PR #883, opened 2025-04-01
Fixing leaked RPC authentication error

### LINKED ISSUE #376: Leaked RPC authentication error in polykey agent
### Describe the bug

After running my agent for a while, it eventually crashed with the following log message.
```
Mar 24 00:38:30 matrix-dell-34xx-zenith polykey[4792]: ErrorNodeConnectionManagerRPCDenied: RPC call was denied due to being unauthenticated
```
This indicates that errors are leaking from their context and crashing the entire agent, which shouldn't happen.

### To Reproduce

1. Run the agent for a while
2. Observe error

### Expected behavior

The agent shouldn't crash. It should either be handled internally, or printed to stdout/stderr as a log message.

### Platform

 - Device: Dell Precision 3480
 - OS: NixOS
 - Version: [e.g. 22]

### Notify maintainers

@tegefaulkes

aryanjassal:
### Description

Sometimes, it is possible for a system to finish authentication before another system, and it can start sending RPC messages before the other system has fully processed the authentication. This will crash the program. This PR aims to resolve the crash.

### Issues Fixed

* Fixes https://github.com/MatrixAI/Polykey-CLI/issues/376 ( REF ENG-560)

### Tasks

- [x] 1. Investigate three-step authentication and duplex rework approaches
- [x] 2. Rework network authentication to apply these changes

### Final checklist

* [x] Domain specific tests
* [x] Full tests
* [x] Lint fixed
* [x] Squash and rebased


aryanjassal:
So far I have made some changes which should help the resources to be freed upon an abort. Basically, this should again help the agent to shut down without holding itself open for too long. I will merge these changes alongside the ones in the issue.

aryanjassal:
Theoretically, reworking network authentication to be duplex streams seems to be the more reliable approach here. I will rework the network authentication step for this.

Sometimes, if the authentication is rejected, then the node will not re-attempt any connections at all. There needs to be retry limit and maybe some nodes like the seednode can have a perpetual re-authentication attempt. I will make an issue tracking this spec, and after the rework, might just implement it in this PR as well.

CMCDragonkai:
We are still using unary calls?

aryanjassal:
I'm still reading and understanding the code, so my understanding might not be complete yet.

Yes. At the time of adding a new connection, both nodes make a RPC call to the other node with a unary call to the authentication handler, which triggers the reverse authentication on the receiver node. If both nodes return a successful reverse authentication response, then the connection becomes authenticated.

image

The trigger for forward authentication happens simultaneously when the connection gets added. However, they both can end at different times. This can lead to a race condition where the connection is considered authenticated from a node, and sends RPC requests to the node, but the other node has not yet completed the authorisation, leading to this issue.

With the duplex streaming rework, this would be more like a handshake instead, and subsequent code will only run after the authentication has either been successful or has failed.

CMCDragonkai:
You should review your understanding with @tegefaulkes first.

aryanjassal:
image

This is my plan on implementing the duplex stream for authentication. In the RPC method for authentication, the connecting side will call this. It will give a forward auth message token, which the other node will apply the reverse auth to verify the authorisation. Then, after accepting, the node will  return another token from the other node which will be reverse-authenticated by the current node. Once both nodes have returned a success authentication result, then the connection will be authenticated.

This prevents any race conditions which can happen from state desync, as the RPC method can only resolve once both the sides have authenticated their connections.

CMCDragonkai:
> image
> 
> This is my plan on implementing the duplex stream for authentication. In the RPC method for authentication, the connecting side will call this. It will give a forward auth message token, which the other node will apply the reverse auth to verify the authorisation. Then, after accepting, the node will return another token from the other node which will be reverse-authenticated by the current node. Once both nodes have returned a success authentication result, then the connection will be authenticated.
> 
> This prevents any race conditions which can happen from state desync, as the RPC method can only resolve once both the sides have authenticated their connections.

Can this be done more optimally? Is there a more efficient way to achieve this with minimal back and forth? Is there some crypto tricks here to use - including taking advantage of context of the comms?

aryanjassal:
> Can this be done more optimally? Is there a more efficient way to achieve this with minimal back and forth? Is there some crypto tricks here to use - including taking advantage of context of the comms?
• • • • •
**Work instruction:** Only the lines above starting with the one with "The agent shouldn't" and going through the one with "Theoretically, reworking network" are to be copied, word for word and with both ends kept.

**Answer area:**
The agent shouldn't crash. It should either be handled internally, or printed to stdout/stderr as a log message.

### Platform

 - Device: Dell Precision 3480
 - OS: NixOS
 - Version: [e.g. 22]

### Notify maintainers

@tegefaulkes

aryanjassal:
### Description

Sometimes, it is possible for a system to finish authentication before another system, and it can start sending RPC messages before the other system has fully processed the authentication. This will crash the program. This PR aims to resolve the crash.

### Issues Fixed

* Fixes https://github.com/MatrixAI/Polykey-CLI/issues/376 ( REF ENG-560)

### Tasks

- [x] 1. Investigate three-step authentication and duplex rework approaches
- [x] 2. Rework network authentication to apply these changes

### Final checklist

* [x] Domain specific tests
* [x] Full tests
* [x] Lint fixed
* [x] Squash and rebased


aryanjassal:
So far I have made some changes which should help the resources to be freed upon an abort. Basically, this should again help the agent to shut down without holding itself open for too long. I will merge these changes alongside the ones in the issue.

aryanjassal:
Theoretically, reworking network authentication to be duplex streams seems to be the more reliable approach here. I will rework the network authentication step for this.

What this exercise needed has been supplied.